D.W. Tomlinson to R.W. Robbins, 9 July 1933, Box 124–517, Charles A. Lindbergh Papers, Yale University Library;
D.W. Douglas, “The Douglas DC-1 Airliner,” Aero Digest, vol. 23, no. 4 (Oct. 1933);
Douglas J. Ingells, The Plane That Changed the World (Aero Publishers, 1966);
Peter W. Brooks, The Modern Airliner (Putnam, 1961).
10. Lockheed XC-35
Lockheed’s XC-35 was the world’s first aircraft specifically constructed with a pressurized passenger cabin and, as aerospace medical historian Douglas Robinson notes, is “the true ancestor of all modern pressurized airliners.” Credit for the cabin goes to structures experts Major Carl Greene and John Younger, both of whom worked for the Air Corps Engineering Division at Wright Field (now Wright-Patterson Air Force Base) in Ohio.
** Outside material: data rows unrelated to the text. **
PR #518, opened 2022-08-30
Unpaywall Importer: InvalidURlErrors fix

### LINKED ISSUE #341: Unpaywall Importer: Investigate InvalidURIErrors
During the Unpaywall import process, we get a bunch of `URI::InvalidURIError`s.

In the importer, we are calling `URI::DEFAULT_PARSER.escape("https://api.unpaywall.org/v2/#{publication.doi_url_path}?email=openaccess@psu.edu")` to escape the URL for the Unpaywall endpoint. In the OAB importer, we call `URI.encode`, which is essentially the same thing. The reason we call `URI::DEFAULT_PARSER.escape` is just to appease Rubocop since `URI.encode` is deprecated.

An example of a "bad" URI is https://api.unpaywall.org/v2/10.2193/0022-541X(2005)069[1211:DWDAPF]2.0.CO;2?email=openaccess@psu.edu

Notice that if you follow this link, it actually resolves and returns data from Unpaywall, so it is not actually a bad link. It may be the case that we can just remove the `URI::DEFAULT_PARSER.escape` call altogether and just hit these URLs without escaping at all.

banukutlu:
Closes #341

### DIFF
--- a/app/importers/unpaywall_publication_importer.rb
+++ b/app/importers/unpaywall_publication_importer.rb
@@ -89,7 +89,14 @@ class UnpaywallPublicationImporter
     end
 
     def query_unpaywall_for(publication)
-      find_url = URI::DEFAULT_PARSER.escape("https://api.unpaywall.org/v2/#{publication.doi_url_path}?email=openaccess@psu.edu")
+      unpaywall_url = "https://api.unpaywall.org/v2/#{publication.doi_url_path}?email=openaccess@psu.edu"
+
+      find_url = if %w[[ ]].any? { |s| publication.doi_url_path.include?(s) }
+                   Addressable::URI.encode(unpaywall_url)
+                 else
+                   URI::DEFAULT_PARSER.escape(unpaywall_url)
+                 end
+
       JSON.parse(HttpService.get(find_url))
     end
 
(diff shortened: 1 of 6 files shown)


app/importers/unpaywall_publication_importer.rb
```diff
@@ -89,7 +89,14 @@ def update_publication(publication, unpaywall_json)
     end
 
     def query_unpaywall_for(publication)
-      find_url = URI::DEFAULT_PARSER.escape("https://api.unpaywall.org/v2/#{publication.doi_url_path}?email=openaccess@psu.edu")
+      unpaywall_url = "https://api.unpaywall.org/v2/#{publication.doi_url_path}?email=openaccess@psu.edu"
+
+      find_url = if %w[[ ]].any? { |s| publication.doi_url_path.include?(s) }
+                   Addressable::URI.encode(unpaywall_url)
+                 else
+                   URI::DEFAULT_PARSER.escape(unpaywall_url)
```
banukutlu, line 97: @ajkiessl we can change this to Addressable::URI.encode, it works it that way but I wanted to get your thoughts, right now I just did it for the URL that has brackets in them.

ajkiessl: I think it's fine to just use the Addressable::URI.encode.  If you run the Unpaywall import with just the Addressable code, does it cause any errors?

ajkiessl: Also, idk if this would help with anything, but we might not need to escape the entire url.  We might just need to escape the `#{publication.doi_url_path}` part.

PR #520, opened 2022-08-31
update contribution types subject for oa policy

### LINKED ISSUE #178: Change which Contribution Types are included in the open access policy workflow
Remove "Trade Journal Article" from the OA policy workflow
Add "Conference Proceeding" to the OA policy workflow.

banukutlu:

They worked with Lockheed to redesign the fuselage of the Lockheed 10A Electra, adding two turbosuperchargers to its radial engines both to improve altitude performance and to feed air to the cabin. Designated XC-35 and delivered to Wright Field in May 1937, it began flight testing in July, flying up to 33,000 feet while maintaining a cabin pressure of 9.5 pounds per square inch. The XC-35 underwent an extensive series of high-altitude flight tests, proving the practicability of pressurizing the cabin. So confident were Army Air Corps leaders of its safety that they allowed it to be used as an executive transport for Louis Johnson, the assistant secretary of war. The XC-35 won the 1937 Collier Trophy for the Air Corps. But more significantly, it pointed the way for pressurized bombers and transports, the first of which were Boeing’s B-29 and Model 307.
National Museum of the U.S. Air Force XC-35 Data Sheet;
XC-35 Curatorial File, National Air and Space Museum;
Douglas Robinson, The Dangerous Sky (University of Washington Press, 1973).